Hi, I am new to this forum. I recently bought a bicycle built for two at a local garage sale. It appears to be completely original. I have had little success finding anything about this manufacturer or anyone that ownes such a bike. Google searches only come up with the name plate badges that seem quite plentiful, as there are a few on eBay, but that is it. Being short on the technical terms, the sprockets are the wide tooth varity, and all three have a different design.  Does that mean the bike was manufactured in the 30's?  The baloon tires are Good Year Fleetwing and appear to be original to the bike.
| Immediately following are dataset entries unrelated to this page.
Issue #86, opened 2022-10-14
Consider removing the limitation of only having a single PO in the registry


BurnzZ:
Stemming off from the discussion in https://github.com/scrapinghub/web-poet/pull/84#discussion_r995643314.

kmike:
Would it make sense to remove dict-like interface for PageObjectRegistry for 0.6.0 release? It seems it might get in a way if we want to implement this feature.

BurnzZ:
Related threads:
- https://github.com/scrapinghub/web-poet/pull/96/files#r1009636014
- https://github.com/scrapinghub/web-poet/pull/96/files#r1010083865

PR #96, opened 2022-10-31
updated PageObjectRegistry API

kmike:
It seems now is the best time to try to clean up API for PageObjectRegistry; there are already changes related to overrides -> rules move, and it seems it'd be nice to bundle it all together.

See https://github.com/scrapinghub/web-poet/issues/86 - the idea is not to solve it here, but to prepare the API for this.

### DIFF
--- a/web_poet/rules.py
+++ b/web_poet/rules.py
@@ -115,8 +115,8 @@ class RulesRegistry:
         context.
     """
 
-    def __init__(self, *, rules: Optional[List[ApplyRule]] = None):
-        self._page_object_rules: dict[Type[ItemPage], ApplyRule] = {}
+    def __init__(self, *, rules: Optional[Iterable[ApplyRule]] = None):
+        self._page_object_rules: Dict[Type[ItemPage], ApplyRule] = {}
         if rules is not None:
             self._page_object_rules = {rule.use: rule for rule in rules}
 


web_poet/rules.py
```diff
@@ -81,40 +81,33 @@ def __hash__(self):
         return hash((self.for_patterns, self.use, self.instead_of, self.to_return))
 
 
-class PageObjectRegistry(dict):
-    """This contains the :class:`~.ApplyRule` that associates the Page Objects
-    alongside its Items for a given URL matching rule.
-
-    PageObjectRegistry is a ``dict`` subclass with added functionalities on
```
kmike, line 88: The idea here is to deprecate or remove `dict` API.

@BurnzZ - a couple of questions for you:

1.  would it cause issues for scrapy-poet?
2. would it be ok to remove it without deprecation?

tests/test_rules.py
```diff
@@ -317,7 +317,7 @@ def test_from_override_rules_deprecation_using_OverrideRule() -> None:
         "Use 'from_apply_rules' instead."
     )
     with pytest.warns(DeprecationWarning, match=msg):
-        registry = PageObjectRegistry.from_override_rules(rules)
+        registry = RulesRegistry.from_override_rules(rules)
```
kmike, line 320: An option is to change the API to be `RulesRegistry(rules)`, if dict-like API is removed/deprecated. 

I think that's fine to do it later, as a separate step, because we can do it in a backwards-compatible way.

web_poet/rules.py
BurnzZ: 1. **scrapy-poet** wouldn't be affected at all as it's not relying on any `dict`-features of the registry. Moreover, its only interaction with the registry is via:

```python
SCRAPY_POET_OVERRIDES = default_registry.get_rules()
```

After retrieving the rules, it creates its own [OverridesRegistry](https://github.com/scrapinghub/scrapy-poet/blob/master/scrapy_poet/overrides.py#L28).

2. I think we should still retain the deprecation for backwards compatibility. I can imagine how users might be relying on the `dict`-interface for some of their needs.

If we remove it right away, there are some `dict` functionalities that would be left unattended:
- record deletion via key
- equality comparison (though `.get_rules()` could be used)
- length checks (though `.get_rules()` could be used)

web_poet/rules.py
```diff
@@ -17,7 +17,7 @@
 
 Strings = Union[str, Iterable[str]]
 
-PageObjectRegistryTV = TypeVar("PageObjectRegistryTV", bound="PageObjectRegistry")
+RulesRegistryTV = TypeVar("RulesRegistryTV", bound="RulesRegistry")
```
BurnzZ, line 20: For completeness of backwards-compatibility, we could also have `PageObjectRegistryTV` assuming users were relying on it.

web_poet/rules.py
```diff
@@ -288,13 +287,10 @@ def matcher(rule: ApplyRule):
         return results
 
     def search_overrides(self, **kwargs) -> List[ApplyRule]:
-        """Deprecated, use :meth:`~.PageObjectRegistry.search_rules` instead."""
-        msg = (
-            "The 'search_overrides' method is deprecated. "
-            "Use 'search_rules' instead."
-        )
+        """Deprecated, use :meth:`~.RulesRegistry.search` instead."""
+        msg = "The 'search_overrides' method is deprecated. " "Use 'search' instead."
```
BurnzZ, line 291:
```suggestion
        msg = "The 'search_overrides' method is deprecated. Use 'search' instead."
```

BurnzZ: Black needs to fix these. 😅

web_poet/rules.py
```diff
@@ -81,52 +81,51 @@ def __hash__(self):
...
 
     .. note::
 
-        It is encouraged to simply use and import the already existing registry
-        via ``from web_poet import default_registry`` instead of creating your
-        own :class:`~.PageObjectRegistry` instance. Using multiple registries
-        would be unwieldy in most cases.
+        It is encouraged to use the ``web_poet.default_registry`` instead of
+        creating your own :class:`~.RulesRegistry` instance. Using multiple
+        registries would be unwieldy in most cases.
```
BurnzZ, line 110:
```suggestion
        registries would be unwieldy in most cases (see :ref:`rules-custom-registry`).
```

web_poet/rules.py
kmike: > I can imagine how users might be relying on the dict-interface for some of their needs.

I hope that the use of this feature is minimal now; I wouldn't expent many people to be using overrides registry at the moment, or customizing it.

web_poet/rules.py
kmike: That's a good point. I'm not sure how to deprecate PageObjectRegistryTV though. It's also not intended to be used, and I doubt anyone is using it at the moment, given that it's early days.

web_poet/rules.py
```diff
@@ -81,52 +81,51 @@ def __hash__(self):
...
-class PageObjectRegistry(dict):
-    """This contains the :class:`~.ApplyRule` that associates the Page Objects
-    alongside its Items for a given URL matching rule.
-
-    PageObjectRegistry is a ``dict`` subclass with added functionalities on
-    storing, retrieving, and searching for the :class:`~.ApplyRule` instances.
-    The **value** represents the :class:`~.ApplyRule` instance from which the
-    Page Object in the **key** is allowed to be used. Since it's essentially a
-    ``dict``, you can use any ``dict`` operations with it.
+class RulesRegistry(dict):
```
BurnzZ, line 84: Related to https://github.com/scrapinghub/web-poet/issues/86#issuecomment-1297274048.

What do you think about retaining `PageObjectRegistry` for backwards compatibility with the `dict`-interface, but then introducing a new Registry that's not based on `dict`? In this way, we can support multiple rules for a single Page Object. 

I imagine that we need this before the **0.6.0** release since it's a blocker for use cases like when users want to use the same Page Object that supports different `to_return` values.

kmike: > What do you think about retaining PageObjectRegistry for backwards compatibility with the dict-interface, but then introducing a new Registry that's not based on dict? In this way, we can support multiple rules for a single Page Object.

I might be missing something, but for me it looks like the direct use of PageObjectRegistry is next to non-existent now, and so we can be pretty agressive deprecating and removing features. It'd be a larger issue after handle_urls cleanup is released, together with scrapy-poet changes, as I'd expect the usage to increase.

> I could see how we need this before the 0.6.0 release

I think cleaning up API is a blocker, but supporting multiple rules is not a blocker. We can add this support later, and there's enough useful code to release in web-poet.

web_poet/rules.py
Gallaecio: > I'm not sure how to deprecate PageObjectRegistryTV though.

Me neither. But I am thinking we could consider its deprecation implied by the deprecation of all API members that use it, and remove them along those API members.

I also thought about making these variables private, but seeing how scrapy-poet subclasses, it seems like it makes sense to keep them public.

web_poet/rules.py
kmike: Even if we don't go with #86, it still can be a good idea to make the exposed API smaller, as it allows us to make changes easier without breaking user code.

Gallaecio: This may be the cleanest, otherwise we would need to reimplement all methods of dict to mark them as deprecated, and I wonder if some of the [pitfalls of dict-inheritance](https://realpython.com/inherit-python-dict/#inheriting-from-the-python-built-in-dict-class) could be an issue for that.

kmike: Ok, let me give it a try

kmike: Done!

tests/test_rules.py
kmike: Implemented in https://github.com/scrapinghub/web-poet/pull/96/commits/fc8c09139c9f32d4decd42055ee6794ee862a664

BurnzZ (approved):
I got some minor comments regarding typing but otherwise, this LGTM! Nice work @kmike ! 🎉

web_poet/rules.py
```diff
@@ -81,71 +81,56 @@ def __hash__(self):
...
-    ) -> PageObjectRegistryTV:
-        """An alternative constructor for creating a :class:`~.PageObjectRegistry`
-        instance by accepting a list of :class:`~.ApplyRule`.
-
-        This is useful in cases wherein you need to store some selected rules
-        from multiple external packages. See this :ref:`example
-        <rules-custom-registry>`.
-        """
-        return cls({rule.use: rule for rule in rules})
+    def __init__(self, *, rules: Optional[List[ApplyRule]] = None):
```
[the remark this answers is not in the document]
kmike: Fixed in https://github.com/scrapinghub/web-poet/pull/96/commits/58ff02dcdd0c7efb4be87444c57b338167250297

web_poet/rules.py
```diff
@@ -81,71 +81,56 @@ def __hash__(self):
...
+        self._page_object_rules: dict[Type[ItemPage], ApplyRule] = {}
```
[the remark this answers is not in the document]
kmike: Fixed in https://github.com/scrapinghub/web-poet/pull/96/commits/58ff02dcdd0c7efb4be87444c57b338167250297

Gallaecio (approved):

Thanks for your Help





Click on pics to enlarge











Cheers
Curt


----------



## J.E (Jul 23, 2007)

Looks like a home built tandom bike.Boys bike welded to the back of a girls bike.Could you post some more pictures of the bike.


----------



## ejlwheels (Jul 24, 2007)

I think the rear frame is a '38-'40 Colson.  The bottom bar has been bent up in the front where it meets the seatpost tube.  The front looks like some other brand, Columbia?


----------



## Curt Schulze (Jul 24, 2007)

*Wheel Goods Flyer*

Your replies are interesting.  It seems logical at some time there was a company or the beginnings of a company called Wheel Goods Flyer. Or maybe just Wheel Goods. 
In the automobile industry, failing or companies that were already out of business sold parts or dies to up start companies or other companies that were in dire straits. Case in point, both Hupmobile and Graham used the Cord 810-812 body dies. I wonder if it is possible that Wheel Goods bought parts from Colson or other failing companies. I suspect more obscure brands strapped for money might well sell parts to another company, as long as they were not direct competition.


----------



## ejlwheels (Jul 24, 2007)

The Wheel Goods Flyer badge looks like a Schwinn badge at least in shape, but would have been used for bikes distributed through jobbers or hardware suppliers.  The badge might have come from Island Cycle Supply in Minneapolis, but they I think primarily handled D.P. Harris or Rollfast bikes.
It looks homemade to me also.


----------



## J.E (Jul 24, 2007)

Yea the badge and one chain ring look like schwinn and maybe the seats.Front chain ring looks lik the ones on my JC Higgins bikes.


----------